[Dataset entries]
Issue #1065, opened 2025-12-01
Support Lambda Managed Instances


bnusunny:
AWS just launched Lambda Managed Instances [What's New](https://aws.amazon.com/about-aws/whats-new/2025/11/aws-lambda-managed-instances/). It supports multiple concurrent requests on a single execution environment. We should support it to get the benefit to the Rust Runtime users. 

To support multi-concurrency, we can spawn a new async task for each invoke. Both `lambda-runtime` and `lambda-http` crates need new run methods because the tower service instances need implement `Clone` trait. Adding `Clone` trait to the exiting run methods will be a breaking change. 

X-ray trace header propagation should not use the environment variable. We need use a thread-safe way to store the x-tray trace header for each request.

jlizen:
Re:
> we can spawn a new async task for each invoke

(This is assuming this feature is only going to be implemented for tokio, initially).

Just as an implementation suggestion, we probably should make sure that we aren't dispatching work from the tokio `block_on` thread (aka [non-worker thread](https://docs.rs/tokio/latest/tokio/runtime/struct.Runtime.html#non-worker-future)), but rather from a worker thread (ie inside a task).

We don't control whether the caller awaits the lambda_runtime future on a worker thread or not, so it seems prudent to always spawn a task to drive the receive loop.

This is a performance optimization to avoid ping ponging the socket between the I/O driver on a worker thread, and the non-worker thread.

jlizen:
Another thing to think about would be, how does this fit into [turnkey graceful shutdown handling](https://docs.rs/lambda_runtime/latest/lambda_runtime/fn.spawn_graceful_shutdown_handler.html). The simple answer is, just fire the graceful shutdown once, globally, but I imagine the nicer thing might be some signaling to allow each accept loop to clean up its own state.

jlizen:
> new async task for each invoke

Correction (discussed offline): new task per event loop based on max concurrency, not per invoke

garysassano:
Thanks for opening this; now I understand why my containerized function that uses the Lambda Rust Runtime breaks as soon as I attach a Capacity Provider to it.

I also noticed that AWS recently updated the Lambda docs with a section on [building custom runtimes for Lambda Managed Instances](https://docs.aws.amazon.com/lambda/latest/dg/runtimes-custom.html#runtimes-custom-managed-instances), which helps clarify how custom runtimes need to be implemented in that setup..

alessandrobologna:
[...]

PR #1067, opened 2025-12-10
feat: support Lambda Managed Instances

alessandrobologna:
📬 Issue #: aws/aws-lambda-rust-runtime#1065

✍️ Description of changes:

Support Lambda Managed Instances / concurrent runtime (refs #1065)

> [!NOTE]  
> _I originally built this to experiment with Lambda Managed Instances in a test workload and thought it might be a useful starting point for upstream support. Parts of the implementation were drafted with the help of an AI assistant and have only been exercised in my own workloads and the existing test suite so far, so please treat this as a starting point for discussion rather than a final design. A super simple demo/benchmark of this implementation is at https://github.com/alessandrobologna/rust-lmi-demo_

This draft PR implements a concurrent runtime mode for Lambda Managed Instances, plus the API changes required in `lambda-runtime` and `lambda-http`. It preserves existing single-invocation behavior for classic Lambda. The implementation is based on the AWS guidance for building runtimes that support Lambda Managed Instances, as described in [Building custom runtimes for Lambda Managed Instances](https://docs.aws.amazon.com/lambda/latest/dg/runtimes-custom.html#runtimes-custom-managed-instances).

**Architecture (high level)**

The runtime chooses between a classic "one invocation at a time" loop and a concurrent mode controlled by `AWS_LAMBDA_MAX_CONCURRENCY`:

- Sequential mode (default): a single `/next` long-poll loop fetches one event at a time and invokes the handler synchronously, preserving existing behavior.
- Concurrent mode (`AWS_LAMBDA_MAX_CONCURRENCY >= 2`): the runtime spawns `AWS_LAMBDA_MAX_CONCURRENCY` worker tasks. Each worker runs its own `/next` long-poll loop and processes invocations sequentially within that task, so overall concurrency is bounded by the number of workers. If a worker crashes, the runtime continues operating with the remaining workers and only terminates if it can't keep at least 1 worker alive.

```mermaid
sequenceDiagram
    participant Lambda as Lambda orchestrator
    participant Runtime as lambda-runtime
    participant Worker as Runtime worker task
    participant API as Runtime API
    participant Handler as User handler

    Lambda->>Runtime: Start process (env AWS_LAMBDA_MAX_CONCURRENCY = N)
    Runtime->>Worker: Spawn N worker tasks
    loop each worker (identical)
        loop each invocation
            Worker->>API: GET /runtime/invocation/next
            API-->>Worker: Invocation event + context headers
            Worker->>Handler: Call handler(event, context)
            Handler-->>Worker: Result or error
            Worker->>API: POST /response or /error
        end
    end
```

**Breaking changes & compatibility**

- Existing entrypoints (`lambda_runtime::run`, `lambda_http::run`, and `lambda_http::run_with_streaming_response`) keep their original signatures and sequential behavior. Handlers that compiled against the current release should continue to compile unchanged.
- New concurrent entrypoints are added:
  - `lambda_runtime::run_concurrent`
  - `lambda_http::run_concurrent`
  - `lambda_http::run_with_streaming_response_concurrent`
  These require handler services to implement `Clone + Send + 'static` (with responses/stream bodies `Send`/`Sync + 'static`) so they can be safely cloned and driven by the concurrent runtime.
- `AWS_LAMBDA_MAX_CONCURRENCY` is read directly by the runtime to decide concurrency and size the HTTP pool, without adding new public fields to `Config` (avoids semver breakage for struct literals).
- In concurrent mode (when the new entrypoints are used and `AWS_LAMBDA_MAX_CONCURRENCY > 1`), the runtime no longer sets `_X_AMZN_TRACE_ID` in the process environment. The per-invocation X-Ray trace ID is available via `Context::xray_trace_id` and tracing spans instead. Sequential mode behavior is unchanged.
- For the concurrent entrypoints, the behavior when `AWS_LAMBDA_MAX_CONCURRENCY` is set changes from "always sequential per environment" to "per-environment concurrency up to that value". Code that continues to call the existing `run` functions will remain strictly sequential even if the env var is set.

In other words: the earlier versions of this branch tightened the bounds on the existing `run` functions, but after maintainer feedback those entrypoints are left as-is and concurrency is opt-in via the new `*_concurrent` APIs.

Below is a concise summary of the changes (unfortunately many) by area.

**Runtime & Config (`lambda-runtime`)**

- Read `AWS_LAMBDA_MAX_CONCURRENCY` directly inside the runtime to decide whether concurrent mode should be enabled and to size the HTTP client pool, without extending `Config`.
- `Runtime::new` now sizes the `lambda_runtime_api_client` HTTP pool from `max_concurrency` so the number of idle connections matches expected concurrency.
- `Runtime::run` remains the original sequential `/next` loop via `run_with_incoming`, preserving existing behavior.
- New `Runtime::run_concurrent` spawns `AWS_LAMBDA_MAX_CONCURRENCY` worker tasks, each running its own `/next` loop. Sequential and concurrent modes share the same invocation processing helper, so there are not two separate event loop implementations to maintain. When `Config::is_concurrent()` is false, it falls back to the same sequential loop as `Runtime::run`.
- Worker failures are isolated: if a worker exits/panics, the runtime logs the failure and continues with fewer workers. The runtime terminates only if it can't keep at least 1 worker alive (i.e., all workers have exited).
- Unexpected clean worker exits are treated as infrastructure errors so the runtime returns an error once all workers are gone.
- Handler errors (user code returning `Err`) are reported to Lambda via `/invocation/{id}/error` and do not terminate the runtime.
- The existing graceful shutdown handler stays aligned with upstream. We do not attempt to preempt/coordinate in-flight invocations on SIGTERM (the expectation is that Lambda only shuts down environments when they are idle; local emulators may behave differently).
- Internal layers (`api_client`, `api_response`, `trace`) now implement/derive `Clone` so they can be composed into a cloneable service stack for the concurrent entrypoints.
- `Context::new` is more robust when `lambda-runtime-client-context` / `lambda-runtime-cognito-identity` headers are present but empty (treated as `None` instead of failing JSON parse).
- Added a regression test (`concurrent_worker_crash_does_not_stop_other_workers`) to verify worker isolation behavior.

**HTTP & streaming (`lambda-http`, `lambda-runtime-api-client`)**

- `lambda_runtime_api_client::Client`:
  - Added `with_pool_size(usize)` on the builder and threads a `pool_size: Option<usize>` into the Hyper client to set `pool_max_idle_per_host`.
  - Still works as before when `pool_size` is not provided.
- `lambda_http::run` and `run_with_streaming_response` keep their existing signatures and sequential behavior, delegating to `lambda_runtime::run`.
- New `lambda_http::run_concurrent` and `lambda_http::run_with_streaming_response_concurrent` wrap the same handler types but require them to be `Clone + Send + 'static` (with response/stream bounds aligned to `lambda_runtime::run_concurrent`) so they can be driven by the concurrent runtime.
- HTTP adapters (`Adapter`, `StreamAdapter`) are now `Clone` when the inner service is `Clone`, and the streaming path uses `BoxCloneService` internally for the concurrent entrypoint so the composed service stack can be cloned.
  - Note: `run_with_streaming_response_concurrent` is exported from `lambda_http`, similarly to `run_with_streaming_response`.

**Tooling & examples**

- `Makefile` and `scripts/test-rie.sh`:
  - Add `RIE_MAX_CONCURRENCY` and a `test-rie-lmi` target that runs RIE with `AWS_LAMBDA_MAX_CONCURRENCY` set, making it easy to exercise managed-instances behavior locally.
- `examples/basic-lambda-concurrent`:
  - New minimal example that calls `lambda_runtime::run_concurrent` so the concurrent code path can be exercised under RIE/LMI.
- `examples/basic-lambda/src/main.rs`:
  - Wraps `lambda_runtime::run(func).await` in an `if let Err(err)` block to log and propagate runtime errors when testing under RIE.

---

**Validation**

On this branch, I ran:

- `cargo +nightly fmt --all -- --check`
- `cargo clippy --workspace --all-features -- -D warnings`
- `cargo +stable test --all-features -p lambda_runtime_api_client -p lambda_runtime -p lambda_http`
- `make test-rie EXAMPLE=basic-lambda`
- `make test-rie-lmi EXAMPLE=basic-lambda-concurrent` (sets `AWS_LAMBDA_MAX_CONCURRENCY` inside the RIE container)

---

If maintainers prefer, this could be split into smaller PRs (e.g., builder/Config prep, handler `Clone` changes, and finally the concurrent runtime), but this branch shows the full "end-to-end" implementation so that it can be tested with Lambda Managed Instances.

---

🔏 By submitting this pull request

- [x] I confirm that I've ran `cargo +nightly fmt --all -- --check`.
- [x] I confirm that I've ran `cargo clippy --workspace --all-features -- -D warnings`.

### DIFF
--- a/lambda-http/src/lib.rs
+++ b/lambda-http/src/lib.rs
@@ -102,7 +102,9 @@ use std::{
 };
 
 mod streaming;
-pub use streaming::{run_with_streaming_response, run_with_streaming_response_concurrent, StreamAdapter};
+#[cfg(feature = "experimental-concurrency")]
+pub use streaming::run_with_streaming_response_concurrent;
+pub use streaming::{run_with_streaming_response, StreamAdapter};
 
 /// Type alias for `http::Request`s with a fixed [`Body`](enum.Body.html) type
 pub type Request = http::Request<Body>;
@@ -195,7 +197,7 @@ where
         let LambdaEvent { payload, context } = req;
         let request_origin = payload.request_origin();
         let mut event: Request = payload.into();
-        update_xray_trace_id_header_from_context(event.headers_mut(), &context);
+        update_xray_trace_id_header(event.headers_mut(), &context);
         let fut = Box::pin(self.service.call(event.with_lambda_context(context)));
 
         TransformResponse::Request(request_origin, fut)
@@ -211,8 +213,9 @@ where
 /// # Managed concurrency
 /// If `AWS_LAMBDA_MAX_CONCURRENCY` is set, this function returns an error because
 /// it does not enable concurrent polling. If your handler can satisfy `Clone`,
-/// prefer [`run_concurrent`], which honors managed concurrency and falls back to
-/// sequential behavior when unset.
+/// prefer [`run_concurrent`] (requires the `experimental-concurrency` feature),
+/// which honors managed concurrency and falls back to sequential behavior when
+/// unset.
 pub async fn run<'a, R, S, E>(handler: S) -> Result<(), Error>
 where
     S: Service<Request, Response = R, Error = E>,
@@ -226,11 +229,15 @@ where
 /// Starts the Lambda Rust runtime in a mode that is compatible with
 /// Lambda Managed Instances (concurrent invocations).
 ///
+/// Requires the `experimental-concurrency` feature.
+///
 /// When `AWS_LAMBDA_MAX_CONCURRENCY` is set to a value greater than 1, this
 /// will spawn `AWS_LAMBDA_MAX_CONCURRENCY` worker tasks, each running its own
 /// `/next` polling loop. When the environment variable is unset or `<= 1`,
 /// it falls back to the same sequential behavior as [`run`], so the same
 /// handler can run on both classic Lambda and Lambda Managed Instances.
+#[cfg(feature = "experimental-concurrency")]
+#[cfg_attr(docsrs, doc(cfg(feature = "experimental-concurrency")))]
 pub async fn run_concurrent<R, S, E>(handler: S) -> Result<(), Error>
 where
     S: Service<Request, Response = R, Error = E> + Clone + Send + 'static,
@@ -241,8 +248,8 @@ where
     lambda_runtime::run_concurrent(Adapter::from(handler)).await
 }
 
-// Replaces update_xray_trace_id_header (env var), now set from Context
-fn update_xray_trace_id_header_from_context(headers: &mut http::HeaderMap, context: &Context) {
+// In concurrent mode we must use the per-request context.
+fn update_xray_trace_id_header(headers: &mut http::HeaderMap, context: &Context) {
     if let Some(trace_id) = context.xray_trace_id.as_deref() {
         if let Ok(header_value) = http::HeaderValue::from_str(trace_id) {
             headers.insert(http::header::HeaderName::from_static("x-amzn-trace-id"), header_value);
--- a/lambda-http/src/streaming.rs
+++ b/lambda-http/src/streaming.rs
@@ -1,6 +1,4 @@
-use crate::{
-    http::header::SET_COOKIE, request::LambdaRequest, update_xray_trace_id_header_from_context, Request, RequestExt,
-};
+use crate::{http::header::SET_COOKIE, request::LambdaRequest, update_xray_trace_id_header, Request, RequestExt};
 use bytes::Bytes;
 use core::{
     fmt::Debug,
@@ -76,7 +74,7 @@ where
     fn call(&mut self, req: LambdaEvent<LambdaRequest>) -> Self::Future {
         let LambdaEvent { payload, context } = req;
         let mut event: Request = payload.into();
-        update_xray_trace_id_header_from_context(event.headers_mut(), &context);
+        update_xray_trace_id_header(event.headers_mut(), &context);
         Box::pin(
             self.service
                 .call(event.with_lambda_context(context))
@@ -116,8 +114,10 @@ where
 
 /// Builds a streaming-aware Tower service from a `Service<Request>` that can be
 /// cloned and sent across tasks. This is used by the concurrent HTTP entrypoint.
+#[cfg(feature = "experimental-concurrency")]
 type EventToRequest = fn(LambdaEvent<LambdaRequest>) -> Request;
 
+#[cfg(feature = "experimental-concurrency")]
 #[allow(clippy::type_complexity)]
 fn into_stream_service_cloneable<S, B, E>(
     handler: S,
@@ -166,7 +166,7 @@ where
 fn event_to_request(req: LambdaEvent<LambdaRequest>) -> Request {
     let LambdaEvent { payload, context } = req;
     let mut event: Request = payload.into();
-    update_xray_trace_id_header_from_context(event.headers_mut(), &context);
+    update_xray_trace_id_header(event.headers_mut(), &context);
     event.with_lambda_context(context)
 }
 
@@ -178,7 +178,7 @@ fn event_to_request(req: LambdaEvent<LambdaRequest>) -> Request {
 /// # Managed concurrency
 /// If `AWS_LAMBDA_MAX_CONCURRENCY` is set, this function returns an error because
 /// it does not enable concurrent polling. Use [`run_with_streaming_response_concurrent`]
-/// instead.
+/// (requires the `experimental-concurrency` feature) instead.
 ///
 /// [AWS docs for response streaming]:
 ///     https://docs.aws.amazon.com/lambda/latest/dg/configuration-response-streaming.html
@@ -197,9 +197,13 @@ where
 /// Runs the Lambda runtime with a handler that returns **streaming** HTTP
 /// responses, in a mode that is compatible with Lambda Managed Instances.
 ///
+/// Requires the `experimental-concurrency` feature.
+///
 /// This uses a cloneable, boxed service internally so it can be driven by the
 /// concurrent runtime. When `AWS_LAMBDA_MAX_CONCURRENCY` is not set or `<= 1`,
 /// it falls back to the same sequential behavior as [`run_with_streaming_response`].
+#[cfg(feature = "experimental-concurrency")]
+#[cfg_attr(docsrs, doc(cfg(feature = "experimental-concurrency")))]
 pub async fn run_with_streaming_response_concurrent<S, B, E>(handler: S) -> Result<(), Error>
 where
     S: Service<Request, Response = Response<B>, Error = E> + Clone + Send + 'static,
--- a/lambda-runtime/src/lib.rs
+++ b/lambda-runtime/src/lib.rs
@@ -97,8 +97,9 @@ where
 /// # Managed concurrency
 /// If `AWS_LAMBDA_MAX_CONCURRENCY` is set, this function returns an error because
 /// it does not enable concurrent polling. If your handler can satisfy `Clone`,
-/// prefer [`run_concurrent`], which honors managed concurrency and falls back to
-/// sequential behavior when unset.
+/// prefer [`run_concurrent`] (requires the `experimental-concurrency` feature),
+/// which honors managed concurrency and falls back to sequential behavior when
+/// unset.
 ///
 /// # Example
 /// ```no_run
@@ -135,6 +136,8 @@ where
 /// Starts the Lambda Rust runtime in a mode that is compatible with
 /// Lambda Managed Instances (concurrent invocations).
 ///
+/// Requires the `experimental-concurrency` feature.
+///
 /// When `AWS_LAMBDA_MAX_CONCURRENCY` is set to a value greater than 1, this
 /// will spawn `AWS_LAMBDA_MAX_CONCURRENCY` worker tasks, each running its own
 /// `/next` polling loop. When the environment variable is unset or `<= 1`, it
@@ -160,6 +163,8 @@ where
 ///     Ok(event.payload)
 /// }
 /// ```
+#[cfg(feature = "experimental-concurrency")]
+#[cfg_attr(docsrs, doc(cfg(feature = "experimental-concurrency")))]
 pub async fn run_concurrent<A, F, R, B, S, D, E>(handler: F) -> Result<(), Error>
 where
     F: Service<LambdaEvent<A>, Response = R> + Clone + Send + 'static,
--- a/lambda-runtime/src/runtime.rs
+++ b/lambda-runtime/src/runtime.rs
@@ -4,14 +4,19 @@ use crate::{
     types::{invoke_request_id, IntoFunctionResponse, LambdaEvent},
     Config, Context, Diagnostic,
 };
+#[cfg(feature = "experimental-concurrency")]
 use futures::stream::FuturesUnordered;
 use http_body_util::BodyExt;
 use lambda_runtime_api_client::{BoxError, Client as ApiClient};
 use serde::{Deserialize, Serialize};
-use std::{env, fmt, fmt::Debug, future::Future, io, sync::Arc};
+#[cfg(feature = "experimental-concurrency")]
+use std::fmt;
+use std::{env, fmt::Debug, future::Future, io, sync::Arc};
 use tokio_stream::{Stream, StreamExt};
 use tower::{Layer, Service, ServiceExt};
-use tracing::{debug, error, info_span, trace, warn, Instrument};
+use tracing::trace;
+#[cfg(feature = "experimental-concurrency")]
+use tracing::{debug, error, info_span, warn, Instrument};
 
 /* ----------------------------------------- INVOCATION ---------------------------------------- */
 
@@ -149,6 +154,7 @@ impl<S> Runtime<S> {
     }
 }
 
+#[cfg(feature = "experimental-concurrency")]
 impl<S> Runtime<S>
 where
     S: Service<LambdaInvocation, Response = (), Error = BoxError> + Clone + Send + 'static,
@@ -159,6 +165,7 @@ where
     /// If `AWS_LAMBDA_MAX_CONCURRENCY` is not set or is `<= 1`, this falls back to the
     /// sequential `run_with_incoming` loop so that the same handler can run on both
     /// classic Lambda and Lambda Managed Instances.
+    #[cfg_attr(docsrs, doc(cfg(feature = "experimental-concurrency")))]
     pub async fn run_concurrent(self) -> Result<(), BoxError> {
         if self.concurrency_limit > 1 {
             trace!("Concurrent mode: _X_AMZN_TRACE_ID is not set; use context.xray_trace_id");
@@ -252,17 +259,20 @@ where
     }
 }
 
+#[cfg(feature = "experimental-concurrency")]
 #[derive(Debug)]
 enum WorkerError {
     CleanExit(tokio::task::Id),
     Failure(tokio::task::Id, BoxError),
 }
 
+#[cfg(feature = "experimental-concurrency")]
 #[derive(Debug)]
 struct ConcurrentWorkerErrors {
     errors: Vec<WorkerError>,
 }
 
+#[cfg(feature = "experimental-concurrency")]
 #[derive(Serialize)]
 struct ConcurrentWorkerErrorsPayload<'a> {
     message: &'a str,
@@ -272,12 +282,14 @@ struct ConcurrentWorkerErrorsPayload<'a> {
     failures: Vec<WorkerFailurePayload>,
 }
 
+#[cfg(feature = "experimental-concurrency")]
 #[derive(Serialize)]
 struct WorkerFailurePayload {
     id: String,
     err: String,
 }
 
+#[cfg(feature = "experimental-concurrency")]
 impl fmt::Display for ConcurrentWorkerErrors {
     fn fmt(&self, f: &mut fmt::Formatter<'_>) -> fmt::Result {
         let mut clean = Vec::new();
@@ -314,6 +326,7 @@ impl fmt::Display for ConcurrentWorkerErrors {
     }
 }
 
+#[cfg(feature = "experimental-concurrency")]
 impl std::error::Error for ConcurrentWorkerErrors {}
 
 impl<S> Runtime<S>
@@ -323,11 +336,12 @@ where
     /// Start the runtime and begin polling for events on the Lambda Runtime API.
     ///
     /// If `AWS_LAMBDA_MAX_CONCURRENCY` is set, this returns an error because it does not enable
-    /// concurrent polling. Use [`Runtime::run_concurrent`] instead.
+    /// concurrent polling. Enable the `experimental-concurrency` feature and use
+    /// [`Runtime::run_concurrent`] instead.
     pub async fn run(self) -> Result<(), BoxError> {
         if let Some(raw) = concurrency_env_value() {
             return Err(Box::new(io::Error::other(format!(
-                "AWS_LAMBDA_MAX_CONCURRENCY is set to '{raw}', but Runtime::run does not support concurrent polling; use Runtime::run_concurrent instead"
+                "AWS_LAMBDA_MAX_CONCURRENCY is set to '{raw}', but Runtime::run does not support concurrent polling; enable the experimental-concurrency feature and use Runtime::run_concurrent instead"
             ))));
         }
         let incoming = incoming(&self.client);
@@ -398,6 +412,7 @@ fn incoming(
 }
 
 /// Creates a future that polls the `/next` endpoint.
+#[cfg(feature = "experimental-concurrency")]
 async fn next_event_future(client: &ApiClient) -> Result<http::Response<hyper::body::Incoming>, BoxError> {
     let req = NextEventRequest.into_req()?;
     client.call(req).await
@@ -414,6 +429,7 @@ fn concurrency_env_value() -> Option<String> {
     env::var("AWS_LAMBDA_MAX_CONCURRENCY").ok()
 }
 
+#[cfg(feature = "experimental-concurrency")]
 async fn concurrent_worker_loop<S>(mut service: S, config: Arc<Config>, client: Arc<ApiClient>) -> Result<(), BoxError>
 where
     S: Service<LambdaInvocation, Response = (), Error = BoxError>,
@@ -744,6 +760,7 @@ mod endpoint_tests {
         .await
     }
 
+    #[cfg(feature = "experimental-concurrency")]
     #[tokio::test]
     async fn concurrent_worker_crash_does_not_stop_other_workers() -> Result<(), Error> {
         let next_calls = Arc::new(AtomicUsize::new(0));
--- a/examples/basic-lambda-concurrent/Cargo.toml
+++ b/examples/basic-lambda-concurrent/Cargo.toml
@@ -4,6 +4,6 @@ version = "0.1.0"
 edition = "2021"
 
 [dependencies]
-lambda_runtime = { path = "../../lambda-runtime" }
+lambda_runtime = { path = "../../lambda-runtime", features = ["experimental-concurrency"] }
 serde = "1.0.219"
 tokio = { version = "1", features = ["macros"] }
--- a/lambda-http/Cargo.toml
+++ b/lambda-http/Cargo.toml
@@ -29,6 +29,7 @@ opentelemetry = ["lambda_runtime/opentelemetry"] # enables access to the OpenTel
 anyhow = ["lambda_runtime/anyhow"] # enables From<T> for Diagnostic for anyhow error types, see README.md for more info
 eyre = ["lambda_runtime/eyre"] # enables From<T> for Diagnostic for eyre error types, see README.md for more info
 miette = ["lambda_runtime/miette"] # enables From<T> for Diagnostic for miette error types, see README.md for more info
+experimental-concurrency = ["lambda_runtime/experimental-concurrency"]
 
 [dependencies]
 bytes = { workspace = true }
--- a/lambda-runtime/Cargo.toml
+++ b/lambda-runtime/Cargo.toml
@@ -25,6 +25,7 @@ miette = ["dep:miette"] # enables From<T> for Diagnostic for miette error types,
 # as well as default features
 # https://github.com/aws/aws-lambda-rust-runtime/issues/984
 graceful-shutdown = ["tokio/rt", "tokio/signal", "dep:lambda-extension"]
+experimental-concurrency = []
 
 [dependencies]
 anyhow = { version = "1.0.86", optional = true }


lambda-runtime/src/runtime.rs
```diff
@@ -137,6 +153,92 @@ impl<S> Runtime<S> {
...
+        // API client failures, runtime panics, etc.
+        let mut first_error: Option<BoxError> = None;
+        let mut remaining_workers = limit;
+        while let Some(result) = futures::StreamExt::next(&mut workers).await {
+            remaining_workers = remaining_workers.saturating_sub(1);
+            match result {
+                Ok(Ok(())) => {
+                    // `concurrent_worker_loop` runs indefinitely, so an Ok return indicates
+                    // an unexpected worker exit; we still decrement because the task is gone.
+                    warn!(remaining_workers, "Concurrent worker exited unexpectedly without error");
```
bnusunny: nit: the warning message could be more precise: 

"Concurrent worker exited cleanly (unexpected - loop should run forever)"

alessandrobologna: changed it as suggested

alessandrobologna:
Thanks @bnusunny for the approval!
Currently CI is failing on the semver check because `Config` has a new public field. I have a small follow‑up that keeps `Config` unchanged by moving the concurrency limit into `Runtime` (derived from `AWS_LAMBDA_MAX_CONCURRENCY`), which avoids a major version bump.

**PROBLEM REQUIREMENTS**
Beginning at the line with "matches expected concurrency." and ending at the line with "remains the original", reproduce each line of the data above exactly, and add no other lines.

**SOLUTION BELOW**
- `Runtime::new` now sizes the `lambda_runtime_api_client` HTTP pool from `max_concurrency` so the number of idle connections matches expected concurrency.
- `Runtime::run` remains the original sequential `/next` loop via `run_with_incoming`, preserving existing behavior.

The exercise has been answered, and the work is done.